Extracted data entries
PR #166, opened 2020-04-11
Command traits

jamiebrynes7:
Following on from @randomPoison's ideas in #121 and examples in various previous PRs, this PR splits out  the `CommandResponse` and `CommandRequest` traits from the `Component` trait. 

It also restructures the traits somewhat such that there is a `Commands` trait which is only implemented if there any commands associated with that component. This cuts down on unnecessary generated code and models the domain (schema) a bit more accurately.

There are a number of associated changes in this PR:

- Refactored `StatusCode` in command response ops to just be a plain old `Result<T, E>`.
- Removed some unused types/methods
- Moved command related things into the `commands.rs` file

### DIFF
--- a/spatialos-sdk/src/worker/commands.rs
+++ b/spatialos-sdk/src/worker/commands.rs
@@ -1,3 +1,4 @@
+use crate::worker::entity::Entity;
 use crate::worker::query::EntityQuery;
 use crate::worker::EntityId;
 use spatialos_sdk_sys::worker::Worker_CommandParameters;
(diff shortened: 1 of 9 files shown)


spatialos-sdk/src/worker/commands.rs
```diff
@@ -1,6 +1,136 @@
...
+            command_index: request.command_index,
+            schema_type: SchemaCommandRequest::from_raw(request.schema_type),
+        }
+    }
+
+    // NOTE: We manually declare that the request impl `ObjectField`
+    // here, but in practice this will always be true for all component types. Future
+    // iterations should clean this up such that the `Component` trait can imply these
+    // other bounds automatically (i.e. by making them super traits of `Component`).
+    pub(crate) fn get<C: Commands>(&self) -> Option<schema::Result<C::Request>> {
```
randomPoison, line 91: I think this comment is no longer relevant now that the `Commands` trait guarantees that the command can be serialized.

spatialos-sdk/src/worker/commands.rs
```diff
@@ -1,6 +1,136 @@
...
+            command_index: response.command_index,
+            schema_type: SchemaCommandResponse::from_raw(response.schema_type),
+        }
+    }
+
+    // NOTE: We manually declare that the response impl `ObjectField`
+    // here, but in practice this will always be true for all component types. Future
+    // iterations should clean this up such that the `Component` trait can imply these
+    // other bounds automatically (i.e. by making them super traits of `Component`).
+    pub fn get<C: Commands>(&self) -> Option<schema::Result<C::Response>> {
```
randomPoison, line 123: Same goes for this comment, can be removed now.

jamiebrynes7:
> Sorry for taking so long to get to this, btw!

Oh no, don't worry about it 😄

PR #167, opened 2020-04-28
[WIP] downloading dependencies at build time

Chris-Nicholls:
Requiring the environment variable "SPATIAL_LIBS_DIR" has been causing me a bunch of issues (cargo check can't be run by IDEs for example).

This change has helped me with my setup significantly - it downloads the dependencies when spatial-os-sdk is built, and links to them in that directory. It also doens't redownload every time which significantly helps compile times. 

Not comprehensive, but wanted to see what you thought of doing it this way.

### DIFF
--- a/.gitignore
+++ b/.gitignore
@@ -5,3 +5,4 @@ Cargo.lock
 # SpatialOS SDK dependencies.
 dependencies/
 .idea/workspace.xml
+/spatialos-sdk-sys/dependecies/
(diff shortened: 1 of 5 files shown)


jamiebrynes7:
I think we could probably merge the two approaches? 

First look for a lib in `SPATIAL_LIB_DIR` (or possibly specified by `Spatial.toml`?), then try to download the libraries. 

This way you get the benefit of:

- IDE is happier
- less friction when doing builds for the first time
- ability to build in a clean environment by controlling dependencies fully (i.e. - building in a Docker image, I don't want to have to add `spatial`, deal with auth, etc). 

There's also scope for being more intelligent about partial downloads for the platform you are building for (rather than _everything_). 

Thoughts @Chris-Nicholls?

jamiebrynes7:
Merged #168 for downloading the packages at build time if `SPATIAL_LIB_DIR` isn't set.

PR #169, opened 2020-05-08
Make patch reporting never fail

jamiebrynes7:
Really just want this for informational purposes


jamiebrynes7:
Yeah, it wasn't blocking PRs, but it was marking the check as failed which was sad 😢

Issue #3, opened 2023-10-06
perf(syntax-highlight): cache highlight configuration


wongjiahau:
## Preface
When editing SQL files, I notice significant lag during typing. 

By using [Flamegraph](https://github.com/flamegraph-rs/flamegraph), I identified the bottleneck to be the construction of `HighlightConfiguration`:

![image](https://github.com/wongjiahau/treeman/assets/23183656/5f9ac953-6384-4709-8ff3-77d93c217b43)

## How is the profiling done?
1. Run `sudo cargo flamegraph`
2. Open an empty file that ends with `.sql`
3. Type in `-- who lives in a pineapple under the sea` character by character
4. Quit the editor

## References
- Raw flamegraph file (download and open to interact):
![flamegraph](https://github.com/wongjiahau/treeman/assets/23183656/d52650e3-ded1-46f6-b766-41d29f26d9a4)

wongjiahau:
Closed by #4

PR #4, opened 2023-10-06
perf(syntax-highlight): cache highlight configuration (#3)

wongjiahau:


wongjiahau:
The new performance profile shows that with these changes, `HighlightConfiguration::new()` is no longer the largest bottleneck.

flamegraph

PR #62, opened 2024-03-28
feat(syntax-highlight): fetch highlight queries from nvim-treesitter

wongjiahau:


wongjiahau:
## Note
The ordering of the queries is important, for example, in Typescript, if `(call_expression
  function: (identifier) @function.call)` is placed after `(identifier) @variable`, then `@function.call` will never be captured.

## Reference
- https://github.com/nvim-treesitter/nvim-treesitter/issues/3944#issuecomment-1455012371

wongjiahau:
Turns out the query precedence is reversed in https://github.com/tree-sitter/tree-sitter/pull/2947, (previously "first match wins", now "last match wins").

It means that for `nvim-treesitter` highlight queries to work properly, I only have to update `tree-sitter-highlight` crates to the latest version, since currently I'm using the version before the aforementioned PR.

### Prompt
Each line above is to be reproduced exactly.

### Result of the exercise
PR #166, opened 2020-04-11
Command traits

jamiebrynes7:
Following on from @randomPoison's ideas in #121 and examples in various previous PRs, this PR splits out  the `CommandResponse` and `CommandRequest` traits from the `Component` trait. 

It also restructures the traits somewhat such that there is a `Commands` trait which is only implemented if there any commands associated with that component. This cuts down on unnecessary generated code and models the domain (schema) a bit more accurately.

There are a number of associated changes in this PR:

- Refactored `StatusCode` in command response ops to just be a plain old `Result<T, E>`.
- Removed some unused types/methods
- Moved command related things into the `commands.rs` file

### DIFF
--- a/spatialos-sdk/src/worker/commands.rs
+++ b/spatialos-sdk/src/worker/commands.rs
@@ -1,3 +1,4 @@
+use crate::worker::entity::Entity;
 use crate::worker::query::EntityQuery;
 use crate::worker::EntityId;
 use spatialos_sdk_sys::worker::Worker_CommandParameters;
(diff shortened: 1 of 9 files shown)


spatialos-sdk/src/worker/commands.rs
```diff
@@ -1,6 +1,136 @@
...
+            command_index: request.command_index,
+            schema_type: SchemaCommandRequest::from_raw(request.schema_type),
+        }
+    }
+
+    // NOTE: We manually declare that the request impl `ObjectField`
+    // here, but in practice this will always be true for all component types. Future
+    // iterations should clean this up such that the `Component` trait can imply these
+    // other bounds automatically (i.e. by making them super traits of `Component`).
+    pub(crate) fn get<C: Commands>(&self) -> Option<schema::Result<C::Request>> {
```
randomPoison, line 91: I think this comment is no longer relevant now that the `Commands` trait guarantees that the command can be serialized.

spatialos-sdk/src/worker/commands.rs
```diff
@@ -1,6 +1,136 @@
...
+            command_index: response.command_index,
+            schema_type: SchemaCommandResponse::from_raw(response.schema_type),
+        }
+    }
+
+    // NOTE: We manually declare that the response impl `ObjectField`
+    // here, but in practice this will always be true for all component types. Future
+    // iterations should clean this up such that the `Component` trait can imply these
+    // other bounds automatically (i.e. by making them super traits of `Component`).
+    pub fn get<C: Commands>(&self) -> Option<schema::Result<C::Response>> {
```
randomPoison, line 123: Same goes for this comment, can be removed now.

jamiebrynes7:
> Sorry for taking so long to get to this, btw!

Oh no, don't worry about it 😄

PR #167, opened 2020-04-28
[WIP] downloading dependencies at build time

Chris-Nicholls:
Requiring the environment variable "SPATIAL_LIBS_DIR" has been causing me a bunch of issues (cargo check can't be run by IDEs for example).

This change has helped me with my setup significantly - it downloads the dependencies when spatial-os-sdk is built, and links to them in that directory. It also doens't redownload every time which significantly helps compile times. 

Not comprehensive, but wanted to see what you thought of doing it this way.

### DIFF
--- a/.gitignore
+++ b/.gitignore
@@ -5,3 +5,4 @@ Cargo.lock
 # SpatialOS SDK dependencies.
 dependencies/
 .idea/workspace.xml
+/spatialos-sdk-sys/dependecies/
(diff shortened: 1 of 5 files shown)


jamiebrynes7:
I think we could probably merge the two approaches? 

First look for a lib in `SPATIAL_LIB_DIR` (or possibly specified by `Spatial.toml`?), then try to download the libraries. 

This way you get the benefit of:

- IDE is happier
- less friction when doing builds for the first time
- ability to build in a clean environment by controlling dependencies fully (i.e. - building in a Docker image, I don't want to have to add `spatial`, deal with auth, etc). 

There's also scope for being more intelligent about partial downloads for the platform you are building for (rather than _everything_). 

Thoughts @Chris-Nicholls?

jamiebrynes7:
Merged #168 for downloading the packages at build time if `SPATIAL_LIB_DIR` isn't set.

PR #169, opened 2020-05-08
Make patch reporting never fail

jamiebrynes7:
Really just want this for informational purposes


jamiebrynes7:
Yeah, it wasn't blocking PRs, but it was marking the check as failed which was sad 😢

Issue #3, opened 2023-10-06
perf(syntax-highlight): cache highlight configuration


wongjiahau:
## Preface
When editing SQL files, I notice significant lag during typing. 

By using [Flamegraph](https://github.com/flamegraph-rs/flamegraph), I identified the bottleneck to be the construction of `HighlightConfiguration`:

![image](https://github.com/wongjiahau/treeman/assets/23183656/5f9ac953-6384-4709-8ff3-77d93c217b43)

## How is the profiling done?
1. Run `sudo cargo flamegraph`
2. Open an empty file that ends with `.sql`
3. Type in `-- who lives in a pineapple under the sea` character by character
4. Quit the editor

## References
- Raw flamegraph file (download and open to interact):
![flamegraph](https://github.com/wongjiahau/treeman/assets/23183656/d52650e3-ded1-46f6-b766-41d29f26d9a4)

wongjiahau:
Closed by #4

PR #4, opened 2023-10-06
perf(syntax-highlight): cache highlight configuration (#3)

wongjiahau:


wongjiahau:
The new performance profile shows that with these changes, `HighlightConfiguration::new()` is no longer the largest bottleneck.

flamegraph

PR #62, opened 2024-03-28
feat(syntax-highlight): fetch highlight queries from nvim-treesitter

wongjiahau:


wongjiahau:
## Note
The ordering of the queries is important, for example, in Typescript, if `(call_expression
  function: (identifier) @function.call)` is placed after `(identifier) @variable`, then `@function.call` will never be captured.

## Reference
- https://github.com/nvim-treesitter/nvim-treesitter/issues/3944#issuecomment-1455012371

wongjiahau:
Turns out the query precedence is reversed in https://github.com/tree-sitter/tree-sitter/pull/2947, (previously "first match wins", now "last match wins").

It means that for `nvim-treesitter` highlight queries to work properly, I only have to update `tree-sitter-highlight` crates to the latest version, since currently I'm using the version before the aforementioned PR.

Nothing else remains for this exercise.